▸ Problem description: When the line containing "PR #914, opened 2026-09-16" appears in the entries below, begin printing there and stop after the line containing "Follow-up to #910/#912."; print each of those lines exactly and no other line.

▸ Given entries:
>>>

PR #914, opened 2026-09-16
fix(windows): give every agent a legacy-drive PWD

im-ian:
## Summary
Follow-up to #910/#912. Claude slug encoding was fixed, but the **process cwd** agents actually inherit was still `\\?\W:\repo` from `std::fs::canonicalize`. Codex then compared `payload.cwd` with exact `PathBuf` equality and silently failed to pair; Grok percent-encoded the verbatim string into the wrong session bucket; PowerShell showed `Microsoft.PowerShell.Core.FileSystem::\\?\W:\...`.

<<<
>>>

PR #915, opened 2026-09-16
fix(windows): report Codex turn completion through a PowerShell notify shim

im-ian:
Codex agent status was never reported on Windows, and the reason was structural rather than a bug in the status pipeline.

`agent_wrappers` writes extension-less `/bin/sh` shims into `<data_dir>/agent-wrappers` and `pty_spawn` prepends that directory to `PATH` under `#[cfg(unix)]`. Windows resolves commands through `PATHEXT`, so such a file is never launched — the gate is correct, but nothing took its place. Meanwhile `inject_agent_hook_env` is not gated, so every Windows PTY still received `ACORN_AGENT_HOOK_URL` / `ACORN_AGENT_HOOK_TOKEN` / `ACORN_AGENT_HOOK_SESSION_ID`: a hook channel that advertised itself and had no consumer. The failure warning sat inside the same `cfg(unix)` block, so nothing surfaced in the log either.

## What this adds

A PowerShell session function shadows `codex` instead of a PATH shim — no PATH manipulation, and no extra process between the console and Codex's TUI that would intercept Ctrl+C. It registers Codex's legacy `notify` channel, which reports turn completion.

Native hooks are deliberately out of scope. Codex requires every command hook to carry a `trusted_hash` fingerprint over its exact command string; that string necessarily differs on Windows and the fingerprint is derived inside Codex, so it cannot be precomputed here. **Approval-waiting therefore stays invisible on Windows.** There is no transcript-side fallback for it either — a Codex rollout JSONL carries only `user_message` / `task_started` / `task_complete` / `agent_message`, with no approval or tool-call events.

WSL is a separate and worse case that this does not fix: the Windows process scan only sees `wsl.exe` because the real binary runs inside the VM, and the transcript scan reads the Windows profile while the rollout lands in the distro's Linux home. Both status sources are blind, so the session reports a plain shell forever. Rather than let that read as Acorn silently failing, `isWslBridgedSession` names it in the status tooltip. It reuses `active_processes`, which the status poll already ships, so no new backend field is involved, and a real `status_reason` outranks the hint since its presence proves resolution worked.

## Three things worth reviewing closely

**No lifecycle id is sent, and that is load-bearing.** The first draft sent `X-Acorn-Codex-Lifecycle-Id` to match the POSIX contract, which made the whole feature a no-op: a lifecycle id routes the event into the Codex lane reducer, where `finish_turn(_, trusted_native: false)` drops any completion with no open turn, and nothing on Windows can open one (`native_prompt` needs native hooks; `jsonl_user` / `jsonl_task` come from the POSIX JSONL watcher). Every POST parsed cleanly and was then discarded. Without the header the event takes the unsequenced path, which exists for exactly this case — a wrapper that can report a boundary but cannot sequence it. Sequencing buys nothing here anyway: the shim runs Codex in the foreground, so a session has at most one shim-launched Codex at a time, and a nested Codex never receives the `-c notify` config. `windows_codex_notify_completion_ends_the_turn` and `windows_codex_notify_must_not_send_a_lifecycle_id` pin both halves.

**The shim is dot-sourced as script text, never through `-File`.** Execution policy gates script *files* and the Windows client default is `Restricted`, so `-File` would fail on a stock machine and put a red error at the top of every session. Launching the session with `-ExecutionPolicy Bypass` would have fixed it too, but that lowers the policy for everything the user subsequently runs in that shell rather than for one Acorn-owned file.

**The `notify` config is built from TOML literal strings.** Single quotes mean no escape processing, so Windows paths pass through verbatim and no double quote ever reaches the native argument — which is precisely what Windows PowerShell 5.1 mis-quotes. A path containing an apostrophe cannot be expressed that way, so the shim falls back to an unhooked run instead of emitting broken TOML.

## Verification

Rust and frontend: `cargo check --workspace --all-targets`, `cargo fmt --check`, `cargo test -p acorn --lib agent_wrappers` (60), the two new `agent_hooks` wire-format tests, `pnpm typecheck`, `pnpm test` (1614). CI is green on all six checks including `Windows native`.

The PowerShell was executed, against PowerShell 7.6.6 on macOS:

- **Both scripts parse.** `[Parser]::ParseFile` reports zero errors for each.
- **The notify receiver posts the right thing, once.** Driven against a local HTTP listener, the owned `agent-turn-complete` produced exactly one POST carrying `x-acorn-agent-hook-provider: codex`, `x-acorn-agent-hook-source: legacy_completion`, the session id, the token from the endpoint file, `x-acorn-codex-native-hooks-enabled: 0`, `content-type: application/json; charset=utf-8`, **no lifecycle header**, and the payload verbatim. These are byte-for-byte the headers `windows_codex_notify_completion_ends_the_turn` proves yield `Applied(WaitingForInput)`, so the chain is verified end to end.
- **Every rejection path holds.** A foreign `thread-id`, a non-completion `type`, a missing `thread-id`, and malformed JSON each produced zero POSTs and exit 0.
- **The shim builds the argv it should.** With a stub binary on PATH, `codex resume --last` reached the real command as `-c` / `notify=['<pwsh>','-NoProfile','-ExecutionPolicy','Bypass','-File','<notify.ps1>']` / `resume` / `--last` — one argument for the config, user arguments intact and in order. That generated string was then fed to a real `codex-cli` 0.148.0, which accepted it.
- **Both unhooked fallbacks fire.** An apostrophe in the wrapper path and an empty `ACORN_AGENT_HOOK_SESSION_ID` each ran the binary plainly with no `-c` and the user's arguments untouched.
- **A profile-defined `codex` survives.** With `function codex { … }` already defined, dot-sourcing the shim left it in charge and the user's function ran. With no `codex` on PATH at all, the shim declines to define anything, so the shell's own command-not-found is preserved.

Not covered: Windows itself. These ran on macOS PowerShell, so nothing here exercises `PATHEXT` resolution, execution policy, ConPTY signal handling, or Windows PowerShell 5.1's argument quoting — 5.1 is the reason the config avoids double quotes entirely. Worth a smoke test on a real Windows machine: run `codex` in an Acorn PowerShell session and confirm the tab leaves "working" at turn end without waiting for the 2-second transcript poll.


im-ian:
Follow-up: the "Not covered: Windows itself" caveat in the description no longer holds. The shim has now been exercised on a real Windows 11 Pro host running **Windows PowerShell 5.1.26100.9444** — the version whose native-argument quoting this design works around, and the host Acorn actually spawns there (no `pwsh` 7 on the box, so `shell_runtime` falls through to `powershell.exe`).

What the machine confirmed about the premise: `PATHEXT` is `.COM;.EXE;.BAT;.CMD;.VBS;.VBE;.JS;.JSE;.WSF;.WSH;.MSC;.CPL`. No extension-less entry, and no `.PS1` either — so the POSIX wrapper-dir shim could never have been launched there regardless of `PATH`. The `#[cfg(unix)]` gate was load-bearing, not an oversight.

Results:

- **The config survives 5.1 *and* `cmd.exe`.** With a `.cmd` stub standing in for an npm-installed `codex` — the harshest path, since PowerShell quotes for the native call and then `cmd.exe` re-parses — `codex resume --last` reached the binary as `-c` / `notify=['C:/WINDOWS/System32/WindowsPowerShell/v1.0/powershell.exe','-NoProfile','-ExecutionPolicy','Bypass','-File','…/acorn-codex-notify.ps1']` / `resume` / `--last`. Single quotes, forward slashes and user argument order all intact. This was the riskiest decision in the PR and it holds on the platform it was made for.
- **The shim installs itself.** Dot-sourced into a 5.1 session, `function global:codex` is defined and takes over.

<<<
>>>

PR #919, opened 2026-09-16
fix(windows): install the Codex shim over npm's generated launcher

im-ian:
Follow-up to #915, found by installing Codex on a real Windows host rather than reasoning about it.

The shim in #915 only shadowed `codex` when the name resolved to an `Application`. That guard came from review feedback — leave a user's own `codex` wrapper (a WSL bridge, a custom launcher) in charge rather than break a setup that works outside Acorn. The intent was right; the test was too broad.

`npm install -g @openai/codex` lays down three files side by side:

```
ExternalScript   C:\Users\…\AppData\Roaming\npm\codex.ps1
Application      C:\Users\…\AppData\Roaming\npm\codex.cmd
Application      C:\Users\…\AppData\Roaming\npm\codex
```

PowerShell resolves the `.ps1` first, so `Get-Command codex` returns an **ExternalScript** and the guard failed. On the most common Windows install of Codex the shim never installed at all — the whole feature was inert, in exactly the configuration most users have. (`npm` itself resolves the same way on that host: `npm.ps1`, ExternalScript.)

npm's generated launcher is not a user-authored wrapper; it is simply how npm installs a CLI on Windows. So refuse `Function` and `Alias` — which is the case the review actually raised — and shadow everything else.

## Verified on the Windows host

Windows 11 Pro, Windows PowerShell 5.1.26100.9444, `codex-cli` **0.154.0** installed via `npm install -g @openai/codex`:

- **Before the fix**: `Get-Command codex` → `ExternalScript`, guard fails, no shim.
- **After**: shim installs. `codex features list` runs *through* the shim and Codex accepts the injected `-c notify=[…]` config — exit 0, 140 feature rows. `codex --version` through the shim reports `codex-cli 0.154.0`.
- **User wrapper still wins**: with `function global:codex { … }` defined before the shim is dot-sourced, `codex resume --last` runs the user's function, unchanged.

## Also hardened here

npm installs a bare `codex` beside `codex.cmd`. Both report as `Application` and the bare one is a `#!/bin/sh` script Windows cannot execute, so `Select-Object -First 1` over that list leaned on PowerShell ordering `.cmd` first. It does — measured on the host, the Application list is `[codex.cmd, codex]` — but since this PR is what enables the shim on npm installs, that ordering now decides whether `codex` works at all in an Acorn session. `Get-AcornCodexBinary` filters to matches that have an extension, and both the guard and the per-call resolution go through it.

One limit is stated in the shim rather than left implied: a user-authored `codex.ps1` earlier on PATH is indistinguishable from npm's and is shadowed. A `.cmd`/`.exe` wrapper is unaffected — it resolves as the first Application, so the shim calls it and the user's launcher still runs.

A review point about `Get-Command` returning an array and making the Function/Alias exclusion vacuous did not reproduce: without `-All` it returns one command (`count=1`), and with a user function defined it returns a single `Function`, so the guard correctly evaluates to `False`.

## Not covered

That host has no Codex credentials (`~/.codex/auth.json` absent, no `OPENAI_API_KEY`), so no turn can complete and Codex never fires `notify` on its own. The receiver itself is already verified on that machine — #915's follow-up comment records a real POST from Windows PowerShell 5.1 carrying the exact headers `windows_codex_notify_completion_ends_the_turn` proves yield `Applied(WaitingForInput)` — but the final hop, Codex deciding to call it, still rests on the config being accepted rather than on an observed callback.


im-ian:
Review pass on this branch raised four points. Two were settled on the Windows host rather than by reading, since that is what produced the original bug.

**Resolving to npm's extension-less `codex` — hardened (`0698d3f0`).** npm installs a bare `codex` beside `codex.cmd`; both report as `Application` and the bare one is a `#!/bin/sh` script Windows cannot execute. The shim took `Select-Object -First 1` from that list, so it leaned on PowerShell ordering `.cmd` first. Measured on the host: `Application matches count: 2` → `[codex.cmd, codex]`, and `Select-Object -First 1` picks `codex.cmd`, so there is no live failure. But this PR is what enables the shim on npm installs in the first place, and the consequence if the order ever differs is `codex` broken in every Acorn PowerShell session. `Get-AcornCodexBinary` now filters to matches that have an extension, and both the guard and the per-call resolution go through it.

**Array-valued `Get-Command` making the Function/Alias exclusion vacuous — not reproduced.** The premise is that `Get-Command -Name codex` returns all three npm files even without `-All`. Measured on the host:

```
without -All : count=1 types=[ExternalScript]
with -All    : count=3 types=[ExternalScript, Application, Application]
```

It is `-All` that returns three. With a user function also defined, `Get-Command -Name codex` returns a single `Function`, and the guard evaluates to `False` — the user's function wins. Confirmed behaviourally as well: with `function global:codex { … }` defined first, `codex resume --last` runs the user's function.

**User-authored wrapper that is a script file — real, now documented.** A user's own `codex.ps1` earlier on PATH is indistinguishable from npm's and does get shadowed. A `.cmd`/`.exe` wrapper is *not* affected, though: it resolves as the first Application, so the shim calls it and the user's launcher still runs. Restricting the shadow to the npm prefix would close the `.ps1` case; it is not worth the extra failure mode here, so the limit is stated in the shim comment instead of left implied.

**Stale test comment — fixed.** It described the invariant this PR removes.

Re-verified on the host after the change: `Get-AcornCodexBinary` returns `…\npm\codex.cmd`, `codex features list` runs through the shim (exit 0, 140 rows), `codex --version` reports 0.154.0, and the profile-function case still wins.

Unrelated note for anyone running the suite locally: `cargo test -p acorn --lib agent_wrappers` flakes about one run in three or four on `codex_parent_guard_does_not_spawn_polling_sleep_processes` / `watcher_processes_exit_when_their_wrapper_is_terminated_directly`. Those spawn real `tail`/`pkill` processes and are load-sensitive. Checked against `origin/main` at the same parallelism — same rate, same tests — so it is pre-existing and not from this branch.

<<<

▸ Response area:
PR #914, opened 2026-09-16
fix(windows): give every agent a legacy-drive PWD

im-ian:
## Summary
Follow-up to #910/#912. Claude slug encoding was fixed, but the **process cwd** agents actually inherit was still `\\?\W:\repo` from `std::fs::canonicalize`. Codex then compared `payload.cwd` with exact `PathBuf` equality and silently failed to pair; Grok percent-encoded the verbatim string into the wrong session bucket; PowerShell showed `Microsoft.PowerShell.Core.FileSystem::\\?\W:\...`.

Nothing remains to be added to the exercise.